::: DATA SHOWN

PR #27112, opened 2024-02-14
fix: gevent upgrade to 23.9.1

dpgaspar:
### SUMMARY

Important fixes for gevent:

https://www.gevent.org/changelog.html#id4 23.9.0
https://www.gevent.org/changelog.html#id2 23.9.1

### ADDITIONAL INFORMATION

- [ ] Has associated issue:
- [ ] Required feature flags:
- [ ] Changes UI


requirements/docker.txt
```diff
@@ -10,7 +10,7 @@
     # via
     #   -r requirements/base.in
     #   -r requirements/docker.in
-gevent==22.10.2
+gevent==23.9.1
```
john-bodley, line 13: If we're bumping versions the bounds should be updated in `setup.py` as this ensures that the correct versions of `gevent` (or similar) will be installed irrespective of how people build Superset.

dpgaspar: This is only included on docker, we have no references of `gevent` on `setup.py`

villebro: Maybe we should add "gevent" as an optional `extras_require`?

dpgaspar: ok, I don't think we interact or will colide with `gevent` in any way since it could be used with `gunicorn`. `gunicorn` does not set any upper boundaries so I'm doing the same

geido (approved):

john-bodley:
@dpgaspar if `gevent` really isn’t a strict dependency then it seems like the constraint should have been added in `docker.in` instead.

PR #24911, opened 2023-08-08
fix(logs): increase json field for logs table

cnabro:
### SUMMARY
- Increase json field for logs table. (Text to MediumText)
- When insert logs while imports a specific dashboard, An error occured.
```
(MySQLdb._exceptions.DataError) (1406, "Data too long for column 'json' at row 1")
[SQL: INSERT INTO logs (`action`, user_id, dashboard_id, slice_id, json, dttm, duration_ms, referrer) VALUES (%s, %s, %s, %s, %s, %s, %s, %s)]
[parameters: ('copy_dash', '1', 9, 0, '{"path": "/superset/copy_dash/9/", "data": "{\\"certified_by\\":\\"\\",\\"certification_details\\":\\"\\",\\"css\\":\\"\\",\\"dashboard_title\\":\\"G ... (171666 characters truncated) ... BS\\"}},\\"filter_scopes\\":\\"{}\\"}", "url_rule": "/superset/copy_dash/<int:dashboard_id>/", "object_ref": "Superset.copy_dash", "dashboard_id": 9}', datetime.datetime(2023, 8, 7, 6, 50, 6, 897685), 6474, '[http://__/superset/dashboard/9/?native_filters_key=A27QtFLKT95Qdd0X-h4KkTLZTBhOslCg0Jshcisx4A8FM71hI_Ae6pBdTc4ac94f')](http://__/superset/dashboard/9/?native_filters_key=A27QtFLKT95Qdd0X-h4KkTLZTBhOslCg0Jshcisx4A8FM71hI_Ae6pBdTc4ac94f%27))]
```

### BEFORE/AFTER SCREENSHOTS OR ANIMATED GIF
```
0769ef90fddd -> 2e826adca42c (head), Fix schema for log
ee179a490af9 -> 0769ef90fddd, Fix schema perm for datasets
e0f6f91c2055 -> ee179a490af9, deckgl-path-width-units
bf646a0c1501 -> e0f6f91c2055, create_user_favorite_table
a23c6f8b1280 -> bf646a0c1501, json_metadata
```

### TESTING INSTRUCTIONS
```sql
ALTER TABLE logs MODIFY json MEDIUMTEXT;
Query OK, 556821 rows affected (5.10 sec)
```
- Estimate 100000 rows updated per 1 sec

### ADDITIONAL INFORMATION

- [ ] Has associated issue:
- [ ] Required feature flags:
- [ ] Changes UI
[...]

PR #24510, opened 2023-06-26
fix(dashboard): increase json_metadata field

cnabro:
### SUMMARY
- Data too long for column `json_metadata`
- Default column size is 65535, we need to increase column size for saving dashboard.
  - ⚒️ Migration DDL required
- position_json already changed to `utils.MediumText`
```
(MySQLdb._exceptions.DataError) (1406, "Data too long for column 'json_metadata' at row 1")
[SQL: UPDATE dashboards SET changed_on=%s, json_metadata=%s, changed_by_fk=%s WHERE dashboards.id = %s]
```

### TESTING INSTRUCTIONS
```sql
ALTER TABLE dashboards MODIFY json_metadata MEDIUMTEXT;
```
- After modifying the column, it works normally.

### ADDITIONAL INFORMATION
- [x] Has associated issue: https://github.com/apache/superset/issues/5532
- [ ] Required feature flags:
- [ ] Changes UI
- [x] Includes DB Migration (follow approval process in [SIP-59](https://github.com/apache/superset/issues/13351))
  - [x] Migration is atomic, supports rollback & is backwards-compatible
  - [x] Confirm DB migration upgrade and downgrade tested
  - [x] Runtime estimates and downtime expectations provided
- [ ] Introduces new feature or API
- [ ] Removes existing feature or API

PR #20936, opened 2022-08-01
chore(db): ensure query_context is MediumText before viz migration

ktmud:
### SUMMARY

Since #20779 will just be an no-op if the columns are already MediumText, let's just do it again before the viz migration. This way, administrators don't have to remember to manually migrate the columns before running `superset db migration`.

### BEFORE/AFTER SCREENSHOTS OR ANIMATED GIF

N/A

### TESTING INSTRUCTIONS

CI and tested locally via `superset db upgrade`.

### ADDITIONAL INFORMATION

- [ ] Has associated issue:
- [ ] Required feature flags:
- [ ] Changes UI
- [ ] Includes DB Migration (follow approval process in [SIP-59](https://github.com/apache/superset/issues/13351))
  - [ ] Migration is atomic, supports rollback & is backwards-compatible
  - [ ] Confirm DB migration upgrade and downgrade tested
  - [ ] Runtime estimates and downtime expectations provided
- [ ] Introduces new feature or API
- [ ] Removes existing feature or API

PR #5618, opened 2018-08-13
[dashboards] Increasing position_json to MEDIUMTEXT for MySQL

john-bodley:
Most SQLA engines are unbounded for the `TEXT` type however for MySQL it's restricted to ~ 64 kB which can cause overflow for the `dashboards.position_json` column for the V2 layout.

This PR ensures that for MySQL engines the `TEXT` column is changed from `TEXT`(~ 64 kB) to `MEDIUMTEXT` (~ 16 MB). All other engines remained unchanged.

to: @graceguo-supercat @michellethomas @mistercrunch @williaster

PR #27119, opened 2024-02-14
refactor: Updates some database columns to MediumText

michael-s-molina:
### SUMMARY
Similarly to https://github.com/apache/superset/pull/24911, https://github.com/apache/superset/pull/24510, https://github.com/apache/superset/pull/20936, https://github.com/apache/superset/pull/20779, https://github.com/apache/superset/pull/5618, this PR updates the type of some database columns to `MediumText` to accommodate bigger text contents such as JSON, CSS or SQL. We have found some cases where SQL queries shared by users were truncated due to insufficient storage space. You can check the referenced PRs for more context on why the change is important.

### TESTING INSTRUCTIONS
1 - Execute `superset db upgrade` and check the affected tables
2 - Make sure the nullable state is preserved
3 - Execute `superset db downgrade` and check the affected tables

### ADDITIONAL INFORMATION
- [ ] Has associated issue:
- [ ] Required feature flags:
- [ ] Changes UI


superset/migrations/versions/2024-02-14_14-43_17fcea065655_change_text_to_mediumtext.py
```diff
@@ -0,0 +1,84 @@
...
+    "tab_state.sql",
+    "table_schema.extra_json",
+]
+
+NOT_NULL_COLUMNS = ["keyvalue.value", "row_level_security_filters.clause"]
+
+
+def upgrade():
+    for column in TABLE_COLUMNS:
+        with op.batch_alter_table(column.split(".")[0]) as batch_op:
```
zhaoyongjie, line 67: @michael-s-molina, I encountered a database deadlock error when running the database migration script a few days ago. We are using PostgreSQL as Superset metadata. This change only affects MySQL, so could you please add a condition to detect if MySQL is used as metadata? If not, pass the upgrade and downgrade functions.

john-bodley: @zhaoyongjie are these migrations a no-op if PostgreSQL doesn't differentiate between `TEXT` and `MEDIUMTEXT`?

zhaoyongjie: @john-bodley PG only has TEXT type for string-like column, I'm not sure what should be done under the SQLAlchemy core.

superset/migrations/versions/2024-02-14_14-43_17fcea065655_change_text_to_mediumtext.py
```diff
@@ -0,0 +1,84 @@
...
+"""
+
+# revision identifiers, used by Alembic.
+revision = "17fcea065655"
+down_revision = "87d38ad83218"
+
+import sqlalchemy as sa
+from alembic import op
+
+from superset.utils.core import MediumText
```
mistercrunch, line 32: Had to look this up, but MediumText here is:
```python
def MediumText() -> Variant:  # pylint:disable=invalid-name
    return Text().with_variant(MEDIUMTEXT(), "mysql")
```

mistercrunch (commented):
Can we make sure we only run this DDL for MySQL since MEDIUMTEXT is a MySQL-only construct? Something like `if engine == 'mysql': ` within both upgrade and downgrade (?)

Unless SQLAlchemy is smart enough to understand this is a no-op for Postgres and others(?)

mistercrunch:
Ooops just realized after my review that similar comments had been made :) 

Side note - if that's helpful - we now have a utils module that can expose methods to be reused across migrations (somehow it was tricky to introduce this) -> https://github.com/apache/superset/blob/master/superset/migrations/migration_utils.py

Meaning you can create more complex or engine-specific logic here that we'll be able to re-use in the future.

superset/migrations/versions/2024-02-14_14-43_17fcea065655_change_text_to_mediumtext.py
michael-s-molina: @john-bodley According to ChatGPT:

> No, the alter_column function in SQLAlchemy is not a no-op if the existing type is the same as the new type. When you use the alter_column function in SQLAlchemy to alter a column, it will generate an ALTER TABLE statement that modifies the column definition in the database schema. Even if the existing type is the same as the new type, SQLAlchemy will still execute the ALTER TABLE statement to ensure that the column definition matches the intended type.
This behavior ensures consistency and helps to handle any other modifications or changes associated with the column, such as constraints or defaults.

michael-s-molina:
> so could you please add a condition to detect if MySQL is used as metadata?

> Can we make sure we only run this DDL for MySQL since MEDIUMTEXT is a MySQL-only construct?

@zhaoyongjie @mistercrunch Added the MySQL condition 😉 

> Side note - if that's helpful - we now have a utils module that can expose methods to be reused across migrations

Nice! Thanks for sharing.

zhaoyongjie (approved):
LGTM, Thanks for the upgrading.

mistercrunch (approved):

ghost (approved):

PR #27122, opened 2024-02-15
feat: faster docker builds

mistercrunch:
### SUMMARY

While working on the docker build matrix, I noticed there were opportunities to improve cache hit rate on docker builds, here are some of the ideas, explained inline with the PR

One thing that's getting improved here is around the fact that the python dependencies (`pip install`) are getting re-triggered when `package.json` changes, simply because we use it as the source of truth for both npm and python (setup.py used to read the package.json to figure out which version it is). Here I extract the version in a file instead of COPY package.json

Other notable changes:
- removed `requirements/development.*` from the `lean` docker target, clearly lean shouldn't have a bunch development-related libraries. This may be a breaking change for some. mostly [postgres] being in there, and maybe druid and hive. We *may* want to promote postgres to lean, but unclear... maybe [cors] ?
- removed `requirements/local.*` that had become a pointer to `requirements/development.*`


Dockerfile
```diff
@@ -61,9 +74,7 @@ ENV LANG=C.UTF-8 \
     SUPERSET_HOME="/app/superset_home" \
     SUPERSET_PORT=8088
 
-RUN mkdir -p ${PYTHONPATH} superset/static superset-frontend apache_superset.egg-info requirements \
-    && useradd --user-group -d ${SUPERSET_HOME} -m --no-log-init --shell /bin/bash superset \
```
mistercrunch, line 65: Here I'm thinking some of the funky commands may trigger the apt-get stuff to not use the cache at times. I see a lot of builds re-running `apt-get` when nothing here should have changed.

Dockerfile
```diff
@@ -47,11 +47,24 @@ COPY ./superset-frontend ./
 # This seems to be the most expensive step
 RUN npm run ${BUILD_CMD}
 
+######################################################################
+# Python pre-lean image
```
mistercrunch, line 51: Other options:
- have the release manager bump both `setup.py` and `package.json`, have a CI / build-step that checks that they have been bumped
- have some other mechanism to store the version that get pushed into package.json?
- use a `package.js` insetad of a package.json, that dynamically read some sort of version.txt

I figure this target (pre_lean) could be useful as a place to prepare/cache more python-related stuff eventually. Install more stuff here and COPY into lean

PR #27113, opened 2024-02-14
fix: upgrade cryptography to major 42

dpgaspar:
### SUMMARY

Important fixes for cryptography:

https://cryptography.io/en/latest/changelog/#v42-0-0

### ADDITIONAL INFORMATION

- [ ] Has associated issue:
- [ ] Required feature flags:
- [ ] Changes UI
- [ ] Includes DB Migration (follow approval process in [SIP-59](https://github.com/apache/superset/issues/13351))
  - [ ] Migration is atomic, supports rollback & is backwards-compatible
  - [ ] Confirm DB migration upgrade and downgrade tested
  - [ ] Runtime estimates and downtime expectations provided
- [ ] Introduces new feature or API
- [ ] Removes existing feature or API

PR #27129, opened 2024-02-15
chore: lower cryptography min version to 41.0.2

sadpandajoe:
### SUMMARY

At Preset we use [`snowflake-connector-python`](https://pypi.org/project/snowflake-connector-python/) and the highest version doesn't support `cryptography==42.0.0` which we bumped in this [PR](https://github.com/apache/superset/pull/27113) . Because of that, we'd need the minimum decreased back to `41.0.2` until it is supported in `snowflake-connector-python`.

### ADDITIONAL INFORMATION

- [ ] Has associated issue:
- [ ] Required feature flags:
- [ ] Changes UI

### DIFF
--- a/setup.py
+++ b/setup.py
@@ -80,6 +80,7 @@ setup(
         "colorama",
         "croniter>=0.3.28",
         "cron-descriptor",
+        # snowflake-connector-python as of 3.7.0 doesn't support >=42.* therefore lowering the min to 41.0.2
         "cryptography>=41.0.2, <43.0.0",
         "deprecation>=2.1.0, <2.2.0",
         "flask>=2.2.5, <3.0.0",
--- a/setup.py
+++ b/setup.py
@@ -80,7 +80,7 @@ setup(
         "colorama",
         "croniter>=0.3.28",
         "cron-descriptor",
-        "cryptography>=42.0.0, <43.0.0",
+        "cryptography>=41.0.2, <43.0.0",
         "deprecation>=2.1.0, <2.2.0",
         "flask>=2.2.5, <3.0.0",
         "flask-appbuilder>=4.3.11, <5.0.0",


john-bodley:
Note whenever we change the constraints ideally one would recompile the set of frozen dependencies used for CI, etc. in this case we’re actually relaxing the eligible versions and thus this change _should_ be ok.

mistercrunch (changes requested):
I looked up the frozen dependency here -> https://github.com/apache/superset/blob/master/requirements/base.txt#L81, things seem fine overall. 

Being less strict with the dependency ranges means more heterogenous deployments, and more confusion in the community. Clearly someone else out there is using [snowflake-connector-python](https://pypi.org/project/snowflake-connector-python/) with Superset and will walk into a similar trap at some point.

Also note that `pip-compile-multi` is still broken and the fix still held up by oddly failing tests here -> https://github.com/apache/superset/pull/26944

All that being said, I think it's reasonable to patch this in this  way, though when we to open ranges in `setup.py` or `requirements/*.in`, I think it's good to add a note about what's holding us back. @sadpandajoe can you add a comment above that line: 
```
# snowflake-connector-python as of 3.7.0 doesn't support >=42.*
```

mistercrunch (approved):

john-bodley:
Note in https://github.com/apache/superset/pull/27113 @dpgaspar bumped `cryptography` and thus relaxing the lower bound could be problematic.

sadpandajoe:
Looks like snowflake-connector-python will support cryptography 42.x starting with their 3.7.1 release which is still TBD according to this: https://github.com/snowflakedb/snowflake-connector-python/blob/1e50704713ffd05b04543fb8832d00ab1a6bb1a8/DESCRIPTION.md

dpgaspar (approved):
Unfortunately the most recent version of snowflake connector is still under cryptography 42. I agree with @mistercrunch point, the issue is patched on the requirements so our next release image will be patched also. It should be ok to lax setup.py and keep the deps patched on the requirements

PR #27130, opened 2024-02-15
fix: ID param for DELETE ssh_tunnel endpoint

geido:
### SUMMARY
The DELETE `database/{id}/ssh_tunnel `endpoint was incorrectly expecting an SSH Tunnel ID rather than the Database ID. This PR fixes it.

It deprecates the endpoint as the ssh_tunnel should be a property of the database and should be updated according to the database update endpoint.

N.A.

### TESTING INSTRUCTIONS
- [ ] CI should pass

### ADDITIONAL INFORMATION

- [ ] Has associated issue:
- [ ] Required feature flags:
- [ ] Changes UI


superset/databases/api.py
```diff
@@ -1447,6 +1447,7 @@ def validate_parameters(self) -> FlaskResponse:
     @expose("/<int:pk>/ssh_tunnel/", methods=("DELETE",))
     @protect()
     @statsd_metrics
+    @deprecated(deprecated_in="5.0")
```
michael-s-molina, line 1450:
```suggestion
    @deprecated(deprecated_in="4.0")
```

michael-s-molina (approved):
LGTM

superset/databases/api.py
```diff
@@ -1447,6 +1447,7 @@ def validate_parameters(self) -> FlaskResponse:
     @expose("/<int:pk>/ssh_tunnel/", methods=("DELETE",))
     @protect()
     @statsd_metrics
+    @deprecated(deprecated_in="4.0")
```
eschutho, line 1450: @geido doesn't this mean that we'll be removing this endpoint in 4.0?

michael-s-molina: No. It means that the endpoint was deprecated in 4.0 to be removed in a future version. Possibly 5.0.

geido: Yeah the idea is indeed to remove it in a future version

::::::

PROBLEM TO SOLVE: Only the lines above starting at the line that holds "This behavior ensures" and ending at the line that holds "MySQL condition 😉" are to be repeated, exactly and in full.

SOLUTION TO THIS TASK:
This behavior ensures consistency and helps to handle any other modifications or changes associated with the column, such as constraints or defaults.

michael-s-molina:
> so could you please add a condition to detect if MySQL is used as metadata?

> Can we make sure we only run this DDL for MySQL since MEDIUMTEXT is a MySQL-only construct?

@zhaoyongjie @mistercrunch Added the MySQL condition 😉 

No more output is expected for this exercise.